Data for the task:

PR #1730, opened 2026-05-20
feat(workflows): add always_run node opt-out for resume caching (closes #1391)

### LINKED ISSUE #1391: Auto-resume cache traps workflows on "successful" producer with bad output — only escape is renaming the node
## Problem

When a workflow run is auto-resumed, every node previously marked \`completed\` is skipped via the \`prior_success\` path and its output is replayed from cache to downstream consumers. There's no escape hatch when a producer node exited 0 but its output is structurally bad (corrupted file, malformed JSON written to disk, missing fields). The downstream consumer keeps failing forever, and the only way to clear the bad cache is to **rename the producer node** so its identity changes.

## Repro

1. Build a workflow with a producer (`bash:` or `script:`) that writes a file to `$ARTIFACTS_DIR` and exits 0, plus a consumer (`script:`) that reads that file.
2. Author the producer with a subtle bash bug — e.g. \`printf '%s' '\$node.output'\` (the `'…'` collide with the auto-shell-quoter, the JSON gets bash-brace-expanded into garbage). Producer exits 0; file is corrupted.
3. Consumer fails parsing the file.
4. Fix the producer.
5. Re-run \`archon workflow run <name> ...\` — observe \`workflow.dag_resuming\`, \`priorCompletedCount: N\`, producer \`Skipped (prior_success)\`, consumer fails again with the **same** corrupted file.
6. Repeat — fix doesn't take effect because producer is forever cached.
7. Workaround: rename producer node \`foo\` → \`foo-v2\`, update all `depends_on` references, update all `$foo.output` references downstream. Cache miss on the new id, producer re-runs, fix takes effect.

This happened to me building a release workflow. The bridge node (`persist-draft-changelog`) wrote corrupted JSON because of an unrelated quoting bug, but the bash command exited 0. Three subsequent \"fix and re-run\" cycles all failed at the consumer because the cached corrupted file kept being used. Discovered the workaround by renaming to `save-draft-json`.

## Why this is the worst class of bug

\"Producer exit 0 + bad output\" is structurally the hardest workflow failure mode to debug:

- The producer's log says \"Completed (10ms)\" — looks fine
- The consumer's error points at the consumer code (\"JSON parse error\") — misleading
- The bad artifact persists across resumes — every iteration sees the same broken downstream
- The `--resume`-cached behavior actively hides the fix
- Renaming a node and chasing every reference is exactly the kind of yak-shave that breaks an authoring flow

For agents authoring workflows, this trap is catastrophic — they don't know to rename the node, and their fix-the-producer iterations all look like the producer is fine and the consumer is broken.

## Proposed direction (sketches)

Any of these would help; not prescriptive:

1. **`archon workflow node invalidate <run-id> <node-id>`** — CLI escape hatch. Drops the cached output for one node; on next resume it re-runs.
2. **`archon workflow node invalidate <run-id> --downstream-of <node-id>`** — invalidate everything that consumed `<node-id>`'s output. Useful when the producer was OK but you changed its consumer's contract.
3. **`--no-resume` flag on `archon workflow run`** — force fresh run, ignore prior cached state. Currently the *only* way to do this is `archon workflow abandon <id>` followed by `archon workflow run` (and abandon errors with \"already terminal\" if the run is already failed — see issue F).
4. **`always_run: true` on a node** — opts out of resume caching for that node only. Makes producers like \"persist AI output to disk\" idempotent-by-policy.
5. **Make node identity content-addressable** — hash the node's resolved script body + inputs into the cache key. A code change to the producer auto-busts the cache. (Heavier change, but solves the root cause.)

## Adjacent

- See [#1389](https://github.com/coleam00/Archon/issues/1389) — \"errors should help agents self-correct\". This issue is the same family: an agent debugging a failing workflow gets pointed at the wrong problem.
- See [issue F: auto-resume default behavior] — the resume-by-default behavior amplifies this trap because authors don't realize they're resuming.

## Found while

Building a workshop `archon-release` workflow. The workflow itself is sound; this Archon behavior cost ~3 iteration cycles before I figured out the cache-invalidation trick.

truffle-dev:
## Summary

- **Problem:** When a DAG workflow auto-resumes, every node that completed successfully in the prior run is skipped, and downstream consumers read the cached output. That is wrong when a node's exit code does not capture output validity — typically a producer that writes a file or side-effect the consumer parses on each run. A bash producer that exits 0 but writes garbage stays "successfully cached" across every resume, with no escape short of renaming the node.
- **Why it matters:** Issue #1391 documents the trap: there is no per-node knob to say "this node is a side-effecting producer whose success status does not validate its output, re-run it on resume." Users hit it with download scripts, code generators, and any bash node whose downstream consumer parses the file.
- **What changed:** New optional `always_run: boolean` field on every DAG node. When `true`, the node re-executes on resume even when `priorCompletedNodes` says it completed — both the resume pre-populate and the per-node skip-check honor the flag.
- **What did NOT change:** Default behavior is unchanged (skip on prior success). Normal cached nodes in the same run still skip. The flag is per-node and opt-in. No schema migration, no DB change, no impact on fresh-run scheduling.

### Before

```
Workflow author          Resume                   Producer node
───────────────          ──────                   ─────────────
bash node writes file ─▶ priorCompletedNodes      first run: writes garbage, exits 0
consumer parses file     has producer.id          ↓
                         ↓                        marked completed
                         skips producer           ↓
                         feeds cached output ───▶ next resume: skipped FOREVER
                                                  ❌ consumer reads stale file
                                                  only escape: rename the node
```

### After

```
Workflow author          Resume                   Producer node
───────────────          ──────                   ─────────────
bash producer node ────▶ priorCompletedNodes      always_run: true on producer
  always_run: true       has producer.id          ↓
consumer parses file     ↓                        always re-executes on resume
                         pre-populate skips it    ↓
                         skip-check skips it ──▶  writes fresh file
                                                  ✅ consumer reads fresh output
                         normal nodes still skip
```

### Before

```
executeDagWorkflow
  │
  ├─▶ buildTopologicalLayers
  │
  ├─▶ priorCompletedNodes pre-populated into nodeOutputs (all completed nodes)
  │
  └─▶ per-node executor
        └─ if priorCompletedNodes.has(node.id) → skip, emit node_skipped_prior_success
```

### After

```
executeDagWorkflow
  │
  ├─▶ buildTopologicalLayers
  │
  ├─▶ priorCompletedNodes pre-populated [~] — filters out always_run nodes
  │
  └─▶ per-node executor
        ├─ if priorCompletedNodes.has(node.id) AND node.always_run [+]
        │    → emit dag.node_always_run_resume_forced, fall through to normal execution
        └─ if priorCompletedNodes.has(node.id) AND NOT node.always_run
             → skip, emit node_skipped_prior_success (existing behavior)
```

**Connection inventory:**

|------|-----|--------|-------|
| dagNodeBaseSchema | DagNode types | [~] adds `always_run?: boolean` to all variants |
| dag-node transform | base spread | [~] passes through `always_run` when defined |
| executeDagWorkflow pre-populate | nodeOutputs | [~] excludes always_run nodes from pre-populate |
| per-node skip-check | always_run gate | [+] new log event when always_run forces re-run |
| consumers reading $producer.output | fresh-run path | unchanged — downstream sees re-run output via normal layer ordering |

## Label Snapshot

- Risk: `risk: low`
- Size: `size: S`
- Scope: `workflows`
- Module: `workflows:dag-executor`, `workflows:schemas`

## Change Metadata

- Change type: `feature`
- Primary scope: `workflows`

## Linked Issue

- Closes #1391

## Validation Evidence

```bash
bun run type-check    # all 10 packages clean
bun run lint          # 0 errors, 0 warnings
bun run format:check  # all files use Prettier code style
bun run test          # full workflows suite green, 3 new dag-executor tests + 1 new loader test
```

New tests cover:

- always_run node re-runs even when present in `priorCompletedNodes` (no `node_skipped_prior_success` event)
- mixed run: always_run re-executes; sibling normal node still skips
- downstream consumer reads fresh producer output, not the pre-populated cached value
- schema parses `always_run: true` and leaves it undefined when omitted

## Security Impact

## Compatibility / Migration

- Backward compatible? Yes — field is optional, defaults to off, no existing workflow YAML needs to change.
- Config/env changes? No

## Human Verification

- Verified the schema accepts `always_run: true` on a real two-node YAML (`fetch-data` bash producer + `process-data` consumer); the parsed AST exposes the field; consumer reads fresh output post-resume.
- Confirmed default behavior unchanged by running the existing dag-executor resume tests (138 pass, 0 fail) alongside the new always_run tests.
- Sanity-checked that the pre-populate exclusion does not strand downstream consumers: when an always_run producer is in a later layer, the consumer still resolves through the normal post-execution `nodeOutputs.set(...)` write.

What was not verified beyond CI:

- End-to-end resume run via the CLI (`archon workflow run ... --resume`) was not exercised — the dag-executor unit tests directly drive the same code path via `priorCompletedNodes`.

- Affected subsystems: only `packages/workflows/src/dag-executor.ts` resume pre-populate + skip-check, `packages/workflows/src/schemas/dag-node.ts` schema field.
- Potential unintended effects: none expected for default-off behavior. If an author sets `always_run: true` on a node whose downstream consumer depends on idempotency, the consumer must tolerate re-execution — same contract as any producer node.
- Guardrails: new structured log event `dag.node_always_run_resume_forced` surfaces every time the flag fires, so operators can see resume behavior in workflow logs.

## Rollback Plan

- Fast rollback: revert the commit. Resume falls back to current behavior (always skip cached nodes). Authors who set `always_run` would see the field ignored — Zod still parses it (optional unknown field), no runtime error.
- Observable failure symptoms: if a node's resume behavior changes unexpectedly, grep workflow logs for `dag.node_always_run_resume_forced` to identify which node opted out.

## Risks and Mitigations

- Risk: A node author sets `always_run: true` on a destructive node (e.g. `rm -rf <dir>`) and triggers it on every resume.
  - Mitigation: documented in the authoring guide as "opt out of resume caching" with an example showing the producer/consumer use case. The flag is per-node, explicit, and visible in the YAML.
- Risk: Pre-populate exclusion accidentally strands downstream consumers that depend on the cached value being present before the producer re-runs.
  - Mitigation: downstream nodes are by definition in a later topological layer than the producer; `nodeOutputs.set(...)` writes the fresh value before the consumer's `substituteNodeOutputRefs` call. Test 3 in the new suite asserts this end-to-end.

## Summary by CodeRabbit

* **New Features**
  * Added an `always_run` node option to opt a node out of resume caching so it is re-executed on workflow resume.

* **Behavior**
  * Resuming workflows now forces `always_run` nodes to rerun and emits a dedicated workflow event when prior outputs are reset.

* **Documentation**
  * Added guidance and examples on opting out of resume caching and when to use `always_run`.

* **Tests**
  * Added tests validating parsing, resume behavior, event emission, and downstream output propagation.

[Review Change Stack](https://app.coderabbit.ai/change-stack/coleam00/Archon/pull/1730?utm_source=github_walkthrough&utm_medium=github&utm_campaign=change_stack)

### DIFF
--- a/packages/docs-web/src/content/docs/guides/authoring-workflows.md
+++ b/packages/docs-web/src/content/docs/guides/authoring-workflows.md
@@ -194,6 +194,7 @@ nodes:
 | `context` | `'fresh'` \| `'shared'` | — | `fresh` = new session; `shared` = inherit from prior node. Defaults to `fresh` for parallel layers, inherited for sequential |
 | `idle_timeout` | number | — | Kill node if idle for this many milliseconds |
 | `retry` | object | — | Per-node retry configuration. See [Retry Configuration](#retry-configuration) |
+| `always_run` | boolean | `false` | Opt out of resume caching: re-run this node on resume even if a prior run completed it. See [Opting Out of Resume Caching](#opting-out-of-resume-caching) |
 
 **AI node options** — apply to `command` and `prompt` nodes:
 
@@ -551,6 +552,27 @@ Once the row reaches a terminal status, you can resume it explicitly via the pat
 **Known limitation**: AI session context from prior nodes is not restored. If a downstream node relies on in-context knowledge from a prior run's session (rather than artifacts), it may need to re-read those artifacts explicitly.
 
 **Fresh start**: If zero nodes completed in the prior run, Archon starts fresh (no nodes to skip).
+
+### Opting Out of Resume Caching
+
+By default, resume skips any node that completed successfully in the prior run and feeds its cached output to downstream consumers. That's the right behavior when a node's exit code captures the validity of its output (e.g. AI prompts, scripts that produce structured stdout).
+
+It's the wrong behavior when a node's success status doesn't capture output validity — typically a producer whose exit code reports the side effect (a file written, a service called) but whose downstream consumer parses the side effect's contents on every run. If the producer succeeded but wrote garbage, resume will replay the cached "success" forever without ever re-executing the producer.
+
+Set `always_run: true` on the node to force re-execution on resume, even when the prior run marked it completed:
+
+```yaml
+nodes:
+  - id: fetch-data
+    bash: ./scripts/download.sh > $ARTIFACTS_DIR/data.json
+    always_run: true        # Re-fetch on resume; download.sh exit code doesn't validate the JSON
+
+  - id: process-data
+    prompt: "Summarize $ARTIFACTS_DIR/data.json"
+    depends_on: [fetch-data]
+```
+
+On resume, `fetch-data` re-runs regardless of prior success, so `process-data` reads a freshly produced file. Normal cached nodes in the same run are still skipped — `always_run` is per-node.
 
 ---
 
--- a/packages/workflows/src/dag-executor.test.ts
+++ b/packages/workflows/src/dag-executor.test.ts
@@ -4840,7 +4840,7 @@ describe('executeDagWorkflow -- always_run resume opt-out', () => {
     // Producer re-runs (instead of being skipped) AND consumer runs => 2 sendQuery calls
     expect(mockSendQueryDag.mock.calls.length).toBe(2);
 
-    // No skip event written for the always_run node
+    // No skip event written for the always_run node — but a reset event IS written for audit
     const eventCalls = (store.createWorkflowEvent as ReturnType<typeof mock>).mock.calls;
     const skippedEvent = eventCalls.find(
       (call: unknown[]) =>
@@ -4848,6 +4848,16 @@ describe('executeDagWorkflow -- always_run resume opt-out', () => {
         (call[0] as { step_name: string }).step_name === 'producer'
     );
     expect(skippedEvent).toBeUndefined();
+
+    const resetEvent = eventCalls.find(
+      (call: unknown[]) =>
+        (call[0] as { event_type: string }).event_type === 'node_always_run_reset' &&
+        (call[0] as { step_name: string }).step_name === 'producer'
+    );
+    expect(resetEvent).toBeDefined();
+    expect((resetEvent![0] as { data: { prior_output: string } }).data.prior_output).toBe(
+      'cached stale output'
+    );
   });
 
   it('still skips non-always_run nodes in the same priorCompletedNodes set', async () => {
--- a/packages/workflows/src/dag-executor.test.ts
+++ b/packages/workflows/src/dag-executor.test.ts
@@ -4769,6 +4769,189 @@ describe('executeDagWorkflow -- resume with priorCompletedNodes', () => {
   });
 });
 
+describe('executeDagWorkflow -- always_run resume opt-out', () => {
+  let testDir: string;
+
+  beforeEach(async () => {
+    testDir = join(
+      tmpdir(),
+      `dag-always-run-test-${Date.now()}-${Math.random().toString(36).slice(2)}`
+    );
+    const commandsDir = join(testDir, '.archon', 'commands');
+    await mkdir(commandsDir, { recursive: true });
+    await writeFile(join(commandsDir, 'producer.md'), 'Producer prompt');
+    await writeFile(join(commandsDir, 'consumer.md'), 'Consumer prompt $producer.output');
+
+    mockSendQueryDag.mockClear();
+    mockGetAgentProviderDag.mockClear();
+
+    mockSendQueryDag.mockImplementation(function* () {
+      yield { type: 'assistant', content: 'fresh output' };
+      yield { type: 'result', sessionId: 'session-id' };
+    });
+  });
+
+  afterEach(async () => {
+    mockGetAgentProviderDag.mockImplementation(() => ({
+      sendQuery: mockSendQueryDag,
+      getType: () => 'claude',
+      getCapabilities: mockClaudeCapabilities,
+    }));
+    try {
+      await rm(testDir, { recursive: true, force: true });
+    } catch {
+      // ignore cleanup errors
+    }
+  });
+
+  it('re-runs node flagged always_run even when present in priorCompletedNodes', async () => {
+    const store = createMockStore();
+    const mockDeps = createMockDeps(store);
+    const platform = createMockPlatform();
+    const workflowRun = makeWorkflowRun();
+
+    const priorCompletedNodes = new Map([['producer', 'cached stale output']]);
+
+    await executeDagWorkflow(
+      mockDeps,
+      platform,
+      'conv-always-run',
+      testDir,
+      {
+        name: 'always-run-producer',
+        nodes: [
+          { id: 'producer', command: 'producer', always_run: true },
+          { id: 'consumer', command: 'consumer', depends_on: ['producer'] },
+        ],
+      },
+      workflowRun,
+      'claude',
+      undefined,
+      join(testDir, 'artifacts'),
+      join(testDir, 'logs'),
+      'main',
+      'docs/',
+      minimalConfig,
+      undefined,
+      undefined,
+      priorCompletedNodes
+    );
+
+    // Producer re-runs (instead of being skipped) AND consumer runs => 2 sendQuery calls
+    expect(mockSendQueryDag.mock.calls.length).toBe(2);
+
+    // No skip event written for the always_run node
+    const eventCalls = (store.createWorkflowEvent as ReturnType<typeof mock>).mock.calls;
+    const skippedEvent = eventCalls.find(
+      (call: unknown[]) =>
+        (call[0] as { event_type: string }).event_type === 'node_skipped_prior_success' &&
+        (call[0] as { step_name: string }).step_name === 'producer'
+    );
+    expect(skippedEvent).toBeUndefined();
+  });
+
+  it('still skips non-always_run nodes in the same priorCompletedNodes set', async () => {
+    await writeFile(join(testDir, '.archon', 'commands', 'cached.md'), 'Cached prompt');
+    const store = createMockStore();
+    const mockDeps = createMockDeps(store);
+    const platform = createMockPlatform();
+    const workflowRun = makeWorkflowRun();
+
+    const priorCompletedNodes = new Map([
+      ['producer', 'cached stale output'],
+      ['cached', 'cached output'],
+    ]);
+
+    await executeDagWorkflow(
+      mockDeps,
+      platform,
+      'conv-mixed',
+      testDir,
+      {
+        name: 'mixed',
+        nodes: [
+          { id: 'producer', command: 'producer', always_run: true },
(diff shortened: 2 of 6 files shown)


Wirasm:
## Review Summary

**Verdict**: blocking-issues

This PR adds `always_run: true` to opt individual workflow nodes out of resume caching. The feature intent and schema additions are sound, and the documentation is well-written. However, a critical logic error in the skip guard causes the `always_run` re-execute path and the normal skip path to both fire for the same node — which means the feature won't behave as documented until that bug is fixed. Additionally, the JSONL workflow log is missing an audit entry for `always_run` nodes, making it impossible to reconstruct resume decisions from logs.

### Blocking issues

- **`packages/workflows/src/dag-executor.ts:2644-2651`**: The `always_run` condition is nested inside the normal skip block, causing both re-execute and skip paths to fire for the same node. Move the `always_run` re-execute case **before** the skip block and invert the guard:

  ```typescript
  // always_run nodes re-execute even when in priorCompletedNodes
  if (priorCompletedNodes?.has(node.id) && node.always_run) {
    getLog().info({ nodeId: node.id }, 'dag.node_always_run_resume_forced');
    continue;  // ← re-execute and exit, don't fall into skip block
  }

  // normal skip path — only for nodes NOT flagged always_run
  if (priorCompletedNodes?.has(node.id) && !node.always_run) {
    // existing skip logic...
  }
  ```

  Also ensure the pre-population loop (lines 2596-2602) excludes `always_run` nodes so downstream `$nodeId.output` consumers get fresh output, not stale cached data:
  
  ```typescript
  if (priorCompletedNodes?.has(node.id) && !node.always_run) {
    nodeOutputs.set(node.id, { ... });
  }
  ```

- **`packages/workflows/src/dag-executor.ts:2634-2657`**: The `always_run` re-execute path doesn't call `logNodeSkip()` to write an audit entry to the JSONL workflow log. All other skip paths do this — `always_run` is the only one that omits it. Add:

  ```typescript
  await logNodeSkip(logDir, workflowRun.id, node.id, 'always_run').catch(
    (err: Error) => {
      getLog().warn({ err, nodeId: node.id }, 'dag.node_skip_log_write_failed');
    }
  );
  getWorkflowEventEmitter().emit({
    type: 'node_skipped',
    runId: workflowRun.id,
    nodeId: node.id,
    nodeName: node.command ?? node.id,
    reason: 'always_run',
  });
  ```

### Suggested fixes

- **`packages/workflows/src/schemas/dag-node.ts:543`**: `always_run` is added to `base` but not to the per-variant returns (`BashNode`, `ScriptNode`, `CommandNode`, `PromptNode`). Add it explicitly to each return path, or add a comment noting it flows from `base`.

- **`packages/workflows/src/dag-executor.test.ts`**: Add a test for `always_run: true` in a parallel layer with a non-always_run sibling — assert the `always_run` node re-executes while the sibling is skipped. Also add a test for explicit `always_run: false` in `priorCompletedNodes` to verify the skip path fires correctly.

- **`packages/docs-web/src/content/docs/guides/authoring-workflows.md`**: The example comment could reference the bug it fixes — add `(see #1391)` after "download.sh exit code doesn't validate the JSON".

### Minor / nice-to-have

- **`packages/workflows/src/dag-executor.ts:2647`**: Remove `See #1391.` from the comment — the surrounding text explains the intent without it, and PR numbers become opaque over time.

- **`dag-executor.test.ts:4816-4823`**: Once the `logNodeSkip()` fix above is applied, update the test `re-runs node flagged always_run` to assert the `always_run` reason event IS present (or filter it out for separate testing).

### Compliments

- The `always_run` exclusion comment in the pre-population loop is a model of useful documentation — it captures a subtle invariant (downstream consumers must see fresh output) that isn't obvious from the code alone.
- The schema approach of adding `always_run` to `dagNodeBaseSchema` and flowing it through via `base` spread is clean and avoids duplicating the field across six node type constructors.
- The `dag.node_always_run_resume_forced` log event name follows the established convention perfectly.

---

truffle-dev:
### Blocking issues

1. **`dag-executor.ts:2644-2651` — `always_run` and skip paths firing together.** They cannot — the two checks are separate `if` statements at the same nesting level with mutually exclusive guards:

   ```typescript
   if (priorCompletedNodes?.has(node.id) && node.always_run) {
     getLog().info(...)  // log + reset event, no return
   }
   if (priorCompletedNodes?.has(node.id) && !node.always_run) {
     ...                 // skip block ending in `return`
   }
   ```

   For any given node, `node.always_run` and `!node.always_run` cannot both be true, so at most one branch fires. When `always_run` fires, the function falls through to the trigger-rule check and normal execution — the skip block's `return` is unreachable for that node. The suggested `continue` rewrite would actually break the feature: inside `layer.map(async (node) => ...)`, `continue` is a syntax error, and a `return` there would short-circuit the always_run node before it executes.

   No change.

2. **`dag-executor.ts:2634-2657` — missing audit entry for `always_run`.** Valid concern on the DB side, with one wrinkle: emitting `node_skipped` with reason `'always_run'` (or calling `logNodeSkip(... 'always_run')`) is semantically wrong — the node is being re-executed, not skipped. The downstream consumers in `packages/cli/src/commands/workflow.ts` and `packages/core/src/db/workflow-events.ts` treat `node_skipped*` rows as "this node did not run."

   Added a distinct `node_always_run_reset` workflow event so resume forensics can see the opt-out without conflating it with a skip. The node's own `node_started` / `node_completed` events still fire as normal after that. (`9a8f1c47`)

### Suggested fixes

1. **`schemas/dag-node.ts:543` — `always_run` not in per-variant returns.** It does flow through — every variant return spreads `...base` (lines 576, 579, 583, 593, 602, 605, 609), and `base` includes `always_run` at line 546. The loader test at `loader.test.ts:680-702` parses YAML with `always_run: true` and asserts `workflows[0].nodes[0].always_run === true`. The TypeScript variant types declare `always_run` via `dagNodeBaseSchema`, so it's typed on every node.

2. **Test for parallel sibling.** Already covered at `dag-executor.test.ts:4853` ("still skips non-always_run nodes in the same priorCompletedNodes set") — `producer` (`always_run: true`) and `cached` have no `depends_on` so they share the first parallel layer, and the test asserts the producer re-runs while the sibling emits `node_skipped_prior_success`. The explicit `always_run: false` case is the default behavior covered by every other resume test in the suite.

3. **`authoring-workflows.md` — add `(see #1391)` to the example.** Skipping. Issue numbers go opaque to users six months out; the example already states why the comment matters ("`download.sh` exit code doesn't validate the JSON").

### Minor

1. **Remove `See #1391.` from the comment.** Done. (`9a8f1c47`)

2. **Update the `re-runs node flagged always_run` test after the audit fix.** Done in the same commit — now asserts the `node_always_run_reset` event IS emitted with the `prior_output` payload, in addition to the existing assertion that `node_skipped_prior_success` is NOT. (`9a8f1c47`)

Task details: When the line with "This happened to" is reached in the data above, start copying there, and copy each line exactly until the line with "- The consumer's" has been copied; copy nothing else.

Written answer:
This happened to me building a release workflow. The bridge node (`persist-draft-changelog`) wrote corrupted JSON because of an unrelated quoting bug, but the bash command exited 0. Three subsequent \"fix and re-run\" cycles all failed at the consumer because the cached corrupted file kept being used. Discovered the workaround by renaming to `save-draft-json`.

## Why this is the worst class of bug

\"Producer exit 0 + bad output\" is structurally the hardest workflow failure mode to debug:

- The producer's log says \"Completed (10ms)\" — looks fine
- The consumer's error points at the consumer code (\"JSON parse error\") — misleading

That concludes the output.